(Saved data entries)
PR #843, opened 2023-04-19
fix(api/applications): error setting no document type (BOAS-830)

DavidJWhiteDev:
## Describe your changes

Fix error when trying to set No Document Type on a document.

This fix changes the DB structure of DocumentVersion to allow documentType to be nullable.  This should NOT be a breaking change.  DB migrate will have to be performed to update local dev etc.

The change also now changes Web as well as API.

## BOAS-830 No Document Type Error (BOAS-757)
https://pins-ds.atlassian.net/browse/BOAS-830

## Type of change 🧩

- [ ] Documentation update

### DIFF
--- a/apps/api/prisma/migrations/20230420095018_documentversion_documenttype_nullable/migration.sql
+++ b/apps/api/prisma/migrations/20230420095018_documentversion_documenttype_nullable/migration.sql
@@ -1,0 +1,20 @@
+BEGIN TRY
+
+BEGIN TRAN;
+
+-- AlterTable
+ALTER TABLE [dbo].[DocumentVersion] DROP CONSTRAINT [DocumentVersion_documentType_df];
+ALTER TABLE [dbo].[DocumentVersion] ALTER COLUMN [documentType] NVARCHAR(1000) NULL;
+
+COMMIT TRAN;
+
+END TRY
+BEGIN CATCH
+
+IF @@TRANCOUNT > 0
+BEGIN
+    ROLLBACK TRAN;
+END;
+THROW
+
+END CATCH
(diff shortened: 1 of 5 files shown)


mayya-bond-kc (commented):
I don't quire understand, so we would allow a blank document name?

mayya-bond-kc:
> > I don't quire understand, so we would allow a blank document name?
> 
> @mayya-bond-kc This change is only to allow Document Type to be optional: users can choose "Rule 8 letter", "Exam library" or "No document type" - which will put a blank string in the DB.

Aha, ok. I understand that we can have documents without a type, however storing an empty string seems to be a little wasteful in terms of space as opposed to storing nothing at all. Let me know if I am not getting something

DavidJWhiteDev:
> 

@mayya-bond-kc the DB field is set up to not allow null, and has  default value of "" in the prisma schema.  The front end passes "" in, so this fix is just to handle that in the validation

mayya-bond-kc:
I would then say that we can lessen this restriction in the database. No need to store empty strings then

DavidJWhiteDev:
> I would then say that we can lessen this restriction in the database. No need to store empty strings then

@mayya-bond-kc yeah that makes sense.  Though I think that should be a separate ticket as it is beyond the scope of this bug fix?

francescobrenci-AR:
> > I would then say that we can lessen this restriction in the database. No need to store empty strings then
> 
> @mayya-bond-kc yeah that makes sense. Though I think that should be a separate ticket as it is beyond the scope of this bug fix?

I reckon we can use this bug to make this improvement instead of opening a new ticket - you can add a comment on it to describe the changes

Task item: If a line in the records has the word "restriction", copy that line.

Response:
I would then say that we can lessen this restriction in the database. No need to store empty strings then
> I would then say that we can lessen this restriction in the database. No need to store empty strings then
> > I would then say that we can lessen this restriction in the database. No need to store empty strings then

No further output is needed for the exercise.